- **ACTIVITY**
Your task is to copy each line of the material that holds the word "yaml".

:::::

PR #250, opened 2020-09-01
[Do Not Merge] Add initial content set definition for Advanced Virt SST

yashkmankad:
Signed-off-by: Yash Mankad <ymankad@redhat.com>

### DIFF
--- a/configs/sst_virtualization_advanced-virt.yaml
+++ b/configs/sst_virtualization_advanced-virt.yaml
@@ -1,0 +1,46 @@
+document: feedback-pipeline-workload
+version: 1
+data:
+  name: Advanced Virtualization on RHEL - for Red Hat Layered Products
+  description: Userspace agents and tools that enable advanced virtualization capabilities on RHEL
+  maintainer: sst_virtualization_advanced
+
+  modules_enable:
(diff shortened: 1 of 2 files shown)


configs/sst_virtualization_advanced-virt.yaml
```diff
@@ -0,0 +1,46 @@
...
+  packages:
+  - hivex
+  - kata-agent
+  - kata-osbuilder
+  - kata-runtime
+  - kata-shim
+  - libguestfs
+  - libguestfs-winsupport
+  - libiscsi
+  - libnbd
```
rwmjones, line 20: I would really like `libnbd` to appear in AppStream in RHEL 9.  It is in RHEL 8 virt module but that was a mistake.

configs/sst_virtualization_advanced-virt.yaml
```diff
@@ -0,0 +1,46 @@
...
+  - libssh2
```
rwmjones, line 21: No no no ... `libssh2` must not appear in RHEL 9.  `libssh` replaces it.

yashkmankad:
Discussion deferred.

PR #23, opened 2026-08-12
CTO: bounded precision fixes — explicit meal slot authority

ButiMM:
CTO branch for Work Order A. Makes explicit user meal-slot claims authoritative over server-clock inference and adds regression coverage. No production deployment performed.

### DIFF
--- a/script/meal-slot-override-test.ts
+++ b/script/meal-slot-override-test.ts
@@ -1,0 +1,19 @@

:::::

- **ANSWER TO THIS PROBLEM**
--- a/configs/sst_virtualization_advanced-virt.yaml
+++ b/configs/sst_virtualization_advanced-virt.yaml
configs/sst_virtualization_advanced-virt.yaml
configs/sst_virtualization_advanced-virt.yaml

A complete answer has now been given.